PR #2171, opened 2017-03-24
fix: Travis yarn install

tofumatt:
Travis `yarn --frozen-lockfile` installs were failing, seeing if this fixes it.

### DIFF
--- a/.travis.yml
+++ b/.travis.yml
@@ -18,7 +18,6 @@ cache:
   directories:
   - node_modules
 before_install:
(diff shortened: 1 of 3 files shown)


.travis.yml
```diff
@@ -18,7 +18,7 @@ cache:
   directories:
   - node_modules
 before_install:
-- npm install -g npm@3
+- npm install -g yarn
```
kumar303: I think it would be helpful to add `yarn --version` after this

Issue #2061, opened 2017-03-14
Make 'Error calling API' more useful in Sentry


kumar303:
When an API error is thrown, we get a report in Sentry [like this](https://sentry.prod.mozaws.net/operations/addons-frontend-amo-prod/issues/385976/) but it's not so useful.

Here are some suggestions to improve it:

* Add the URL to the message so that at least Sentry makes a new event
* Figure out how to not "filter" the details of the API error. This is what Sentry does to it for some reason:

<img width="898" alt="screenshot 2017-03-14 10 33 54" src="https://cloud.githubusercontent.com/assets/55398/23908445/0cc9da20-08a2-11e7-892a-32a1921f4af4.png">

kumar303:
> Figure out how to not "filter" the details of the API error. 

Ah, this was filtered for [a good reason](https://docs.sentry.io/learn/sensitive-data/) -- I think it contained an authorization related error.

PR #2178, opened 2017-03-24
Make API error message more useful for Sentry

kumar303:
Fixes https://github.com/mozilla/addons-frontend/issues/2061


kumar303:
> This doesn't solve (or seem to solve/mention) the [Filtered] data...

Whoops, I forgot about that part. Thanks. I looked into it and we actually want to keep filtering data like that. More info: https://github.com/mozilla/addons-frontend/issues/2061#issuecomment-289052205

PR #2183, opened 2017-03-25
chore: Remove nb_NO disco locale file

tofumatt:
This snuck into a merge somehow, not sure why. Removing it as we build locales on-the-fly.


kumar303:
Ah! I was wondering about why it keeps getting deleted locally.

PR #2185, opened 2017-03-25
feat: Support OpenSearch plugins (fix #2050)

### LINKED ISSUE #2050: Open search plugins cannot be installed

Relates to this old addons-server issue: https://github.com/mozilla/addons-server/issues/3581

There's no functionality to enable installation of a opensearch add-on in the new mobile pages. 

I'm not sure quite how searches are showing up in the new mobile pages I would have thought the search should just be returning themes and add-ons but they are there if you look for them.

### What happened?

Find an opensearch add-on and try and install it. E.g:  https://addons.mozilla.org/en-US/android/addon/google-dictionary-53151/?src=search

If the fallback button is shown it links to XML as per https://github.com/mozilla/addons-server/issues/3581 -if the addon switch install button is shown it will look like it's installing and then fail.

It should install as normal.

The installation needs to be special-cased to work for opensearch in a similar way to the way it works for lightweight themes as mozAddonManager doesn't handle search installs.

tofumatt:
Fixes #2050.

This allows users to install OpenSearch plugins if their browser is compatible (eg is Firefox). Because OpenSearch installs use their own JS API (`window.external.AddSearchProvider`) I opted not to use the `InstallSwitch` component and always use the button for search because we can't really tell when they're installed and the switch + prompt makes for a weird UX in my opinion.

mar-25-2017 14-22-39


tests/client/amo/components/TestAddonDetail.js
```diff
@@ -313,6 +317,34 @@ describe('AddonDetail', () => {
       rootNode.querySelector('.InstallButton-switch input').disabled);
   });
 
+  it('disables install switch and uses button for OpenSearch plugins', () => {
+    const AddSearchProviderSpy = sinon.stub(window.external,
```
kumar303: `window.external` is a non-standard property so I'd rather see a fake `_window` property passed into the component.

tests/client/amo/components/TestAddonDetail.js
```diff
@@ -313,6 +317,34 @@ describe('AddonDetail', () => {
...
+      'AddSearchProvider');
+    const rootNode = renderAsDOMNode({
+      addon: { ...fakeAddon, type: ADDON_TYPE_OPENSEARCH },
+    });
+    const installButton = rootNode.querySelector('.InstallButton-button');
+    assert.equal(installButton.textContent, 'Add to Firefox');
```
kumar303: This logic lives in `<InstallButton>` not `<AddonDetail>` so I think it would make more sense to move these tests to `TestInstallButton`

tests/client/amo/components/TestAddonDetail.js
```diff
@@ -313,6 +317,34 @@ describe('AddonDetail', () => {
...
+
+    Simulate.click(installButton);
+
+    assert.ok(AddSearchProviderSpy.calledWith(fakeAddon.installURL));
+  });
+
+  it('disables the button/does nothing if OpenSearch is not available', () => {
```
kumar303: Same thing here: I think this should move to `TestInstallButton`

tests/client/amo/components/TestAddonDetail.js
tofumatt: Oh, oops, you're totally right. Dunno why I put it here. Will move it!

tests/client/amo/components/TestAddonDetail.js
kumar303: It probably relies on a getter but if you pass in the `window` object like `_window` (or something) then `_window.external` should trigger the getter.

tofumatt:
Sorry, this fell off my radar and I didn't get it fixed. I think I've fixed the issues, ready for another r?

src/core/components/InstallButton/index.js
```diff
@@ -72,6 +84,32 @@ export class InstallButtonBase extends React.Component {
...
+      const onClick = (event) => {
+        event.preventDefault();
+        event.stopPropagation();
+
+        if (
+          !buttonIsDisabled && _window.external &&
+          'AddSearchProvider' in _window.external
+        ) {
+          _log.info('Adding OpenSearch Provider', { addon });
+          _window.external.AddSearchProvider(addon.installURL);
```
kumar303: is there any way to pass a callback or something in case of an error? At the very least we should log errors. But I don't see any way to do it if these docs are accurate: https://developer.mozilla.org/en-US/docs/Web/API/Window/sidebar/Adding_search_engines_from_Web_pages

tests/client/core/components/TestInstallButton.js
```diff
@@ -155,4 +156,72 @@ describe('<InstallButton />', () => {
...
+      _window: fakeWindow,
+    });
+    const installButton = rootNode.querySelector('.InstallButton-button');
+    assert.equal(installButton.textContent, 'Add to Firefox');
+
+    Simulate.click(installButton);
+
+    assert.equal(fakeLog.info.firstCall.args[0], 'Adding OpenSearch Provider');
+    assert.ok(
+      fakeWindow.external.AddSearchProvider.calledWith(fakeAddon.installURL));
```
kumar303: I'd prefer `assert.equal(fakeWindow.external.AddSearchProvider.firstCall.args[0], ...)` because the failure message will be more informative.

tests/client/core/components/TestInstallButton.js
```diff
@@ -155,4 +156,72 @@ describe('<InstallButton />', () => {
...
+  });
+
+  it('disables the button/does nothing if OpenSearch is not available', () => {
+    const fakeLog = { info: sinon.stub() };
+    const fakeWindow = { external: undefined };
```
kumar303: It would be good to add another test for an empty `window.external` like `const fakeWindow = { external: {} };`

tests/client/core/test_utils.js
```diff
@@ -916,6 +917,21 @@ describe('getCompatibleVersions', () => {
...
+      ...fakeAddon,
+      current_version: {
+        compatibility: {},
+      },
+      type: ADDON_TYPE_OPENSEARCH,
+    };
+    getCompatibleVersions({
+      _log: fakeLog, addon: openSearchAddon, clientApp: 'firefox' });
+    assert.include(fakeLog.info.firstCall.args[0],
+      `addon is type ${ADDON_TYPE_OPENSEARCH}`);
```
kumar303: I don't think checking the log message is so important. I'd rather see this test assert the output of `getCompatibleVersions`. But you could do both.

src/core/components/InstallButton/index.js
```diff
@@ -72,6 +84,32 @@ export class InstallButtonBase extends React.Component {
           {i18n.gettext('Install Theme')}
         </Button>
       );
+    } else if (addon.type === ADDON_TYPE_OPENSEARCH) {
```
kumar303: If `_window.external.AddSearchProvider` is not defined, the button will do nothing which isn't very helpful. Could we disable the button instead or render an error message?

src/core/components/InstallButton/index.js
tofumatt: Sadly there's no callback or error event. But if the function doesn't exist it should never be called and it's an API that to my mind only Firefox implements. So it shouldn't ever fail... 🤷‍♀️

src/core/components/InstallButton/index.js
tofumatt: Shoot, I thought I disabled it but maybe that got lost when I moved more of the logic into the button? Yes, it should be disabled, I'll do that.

============================================================

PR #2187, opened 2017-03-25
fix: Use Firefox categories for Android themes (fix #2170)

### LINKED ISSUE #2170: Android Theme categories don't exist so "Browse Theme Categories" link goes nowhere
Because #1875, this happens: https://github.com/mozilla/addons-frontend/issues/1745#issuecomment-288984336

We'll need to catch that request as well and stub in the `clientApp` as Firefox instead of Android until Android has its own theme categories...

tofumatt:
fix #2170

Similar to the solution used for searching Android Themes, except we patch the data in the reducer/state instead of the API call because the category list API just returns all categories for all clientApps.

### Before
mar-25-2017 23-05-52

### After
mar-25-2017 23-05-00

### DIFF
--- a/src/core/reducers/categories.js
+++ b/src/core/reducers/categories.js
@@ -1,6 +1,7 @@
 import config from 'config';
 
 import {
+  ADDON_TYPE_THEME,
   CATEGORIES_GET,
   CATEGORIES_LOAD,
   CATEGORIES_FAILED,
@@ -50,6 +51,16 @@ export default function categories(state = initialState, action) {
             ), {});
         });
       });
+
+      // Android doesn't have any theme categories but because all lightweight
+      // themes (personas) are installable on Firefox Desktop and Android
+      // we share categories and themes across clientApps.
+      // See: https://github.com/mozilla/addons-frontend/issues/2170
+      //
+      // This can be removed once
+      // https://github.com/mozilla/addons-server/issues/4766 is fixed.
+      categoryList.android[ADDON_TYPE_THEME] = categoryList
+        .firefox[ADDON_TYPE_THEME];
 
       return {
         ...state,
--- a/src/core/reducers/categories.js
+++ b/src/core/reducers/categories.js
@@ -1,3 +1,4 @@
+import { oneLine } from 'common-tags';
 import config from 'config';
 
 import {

============================================================

**Your instructions**
Begin at the line above that has "the [Filtered] data..." and stop after the line that has "### LINKED ISSUE #2050: Open", copying each line exactly and adding nothing else.

**Response to the task**
> This doesn't solve (or seem to solve/mention) the [Filtered] data...

Whoops, I forgot about that part. Thanks. I looked into it and we actually want to keep filtering data like that. More info: https://github.com/mozilla/addons-frontend/issues/2061#issuecomment-289052205

PR #2183, opened 2017-03-25
chore: Remove nb_NO disco locale file

tofumatt:
This snuck into a merge somehow, not sure why. Removing it as we build locales on-the-fly.


kumar303:
Ah! I was wondering about why it keeps getting deleted locally.

PR #2185, opened 2017-03-25
feat: Support OpenSearch plugins (fix #2050)

### LINKED ISSUE #2050: Open search plugins cannot be installed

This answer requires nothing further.